Problem details:
Transcribe, word for word and with nothing extra, the line containing "Anything new regarding this topic @peq ?" and each line that comes after it in the entries.

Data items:
▬▬▬▬▬▬

PR #436, opened 2016-03-18
[WIP] Gradle integration

Frotty:


Frotty:
Anything new regarding this topic @peq ?

peq:
I tried to get it to work with the eclipse-plugin (using Wuff), but I failed to do so.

▬▬▬▬▬▬

Task response:
Anything new regarding this topic @peq ?

peq:
I tried to get it to work with the eclipse-plugin (using Wuff), but I failed to do so.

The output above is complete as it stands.